Issue #1518, opened 2020-12-02
SV inspector crashes with large data


elliothershberg:
The SV inspector view crashes when attempting to load in a large data set. It would probably be worth optimizing this to support this scale of file.

To reproduce, attempt to load https://s3.amazonaws.com/jbrowse.org/genomes/hg19/reads_lr_skbr3.fa_ngmlr-0.2.3_mapped.bam.sniffles1kb_auto_l8_s5_noalt.vcf.gz in SV inspector using URL.

Performance trace:

![image](https://user-images.githubusercontent.com/19295181/100920350-d72dc200-348f-11eb-851c-7adf34ff9ba9.png)

I plan on adding more performance/bottleneck info.

cmdcolin:
Note that the spreadsheet view by itself, on my computer, can work with this file though it takes a second

rbuels:
could you merge this into #660

elliothershberg:
@rbuels as Colin mentioned, spreadsheet can actually load this data set, but it crashes SV inspector. Is this fine as a separate issue?

rbuels:
yeah I was too quick to say it's a dup of #660. interested to see the perf data.

cmdcolin:
A proximal cause of this is now merged

We could consider closing

Doing a full profiling into exactly how big of data we can handle could be interesting but it seems ok for now

cmdcolin:
Proximal cause being solved by #1523

cmdcolin:
maybe close for now

PR #1523, opened 2020-12-03
Avoid large object hash on SV inspector load

cmdcolin:
Found with @elliothershberg on #1518 

The SV inspector makes a FromConfigAdapter of the features in the spreadsheet, but the BaseAdapter calculates a adapter ID using objectHash of the constructor's args (comment in diff explains purpose of that id)

We saw that the objectHash was consuming an endlessly large amount of memory (2gb, at which point it seemed to be struggling, which is good to know maybe....probably keeping whole app memory under 2gb is a good marker) basically with the large config.features input

This uses math.random just out of convenience but could use shortid, etc.

### DIFF
--- a/packages/core/data_adapters/BaseAdapter.ts
+++ b/packages/core/data_adapters/BaseAdapter.ts
@@ -1,6 +1,5 @@
 import { Observable, merge } from 'rxjs'
 import { takeUntil } from 'rxjs/operators'
-import objectHash from 'object-hash'
 import { isStateTreeNode, getSnapshot } from 'mobx-state-tree'
 import { ObservableCreate } from '../util/rxjs'
 import { checkAbortSignal, observeAbortSignal } from '../util'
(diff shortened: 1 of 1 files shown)


cmdcolin:
Note that this does not solve #1518 but this was something that very strongly stood out in profiling

cmdcolin:
Here's a current stack trace after

Screenshot from 2020-12-03 11-50-48

cmdcolin:
Still long waits, but possibly a bit better

cmdcolin:
this would possibly make feature IDs not consistent across refreshes

cmdcolin:
Now the feature ID that it generates should be reproducible so that it could restore a feature selection across refresh (we don't do that currently but just to help enable that for the future...)

This now makes a best guess effort here to make an ID from the inputted adapter config (enumerates properties of the config until it gets an ID of length 100)

cmdcolin:
thanks to @rbuels for input on this :)

cmdcolin:
Here is a before and after on a 500kb gzip vcf SKBR3_550bp_pcrFREE_S1_L001_AND_L002_R1_001.101bp.bwamem.ill.mapped.sort.bam.delly_noalt.vcf.gz

Screenshot from 2020-12-08 23-06-57

Big 27 second calculation eliminated

also enjoy the very wild amount of actual TRA in the circos view

Screenshot from 2020-12-08 23-10-30


there of course are still large chunks but this was a good change...the adapter id

cmdcolin:
at least some of those chunks of high CPU blocks are a bit faster in production (loading large mst models) but probably not extremely so (e.g. displaySpreadsheet with the model assignment of a big object)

================

Task details:
In the material above, which lines contain "objectHash"? Copy each of them.

Exercise solution:
The SV inspector makes a FromConfigAdapter of the features in the spreadsheet, but the BaseAdapter calculates a adapter ID using objectHash of the constructor's args (comment in diff explains purpose of that id)
We saw that the objectHash was consuming an endlessly large amount of memory (2gb, at which point it seemed to be struggling, which is good to know maybe....probably keeping whole app memory under 2gb is a good marker) basically with the large config.features input
-import objectHash from 'object-hash'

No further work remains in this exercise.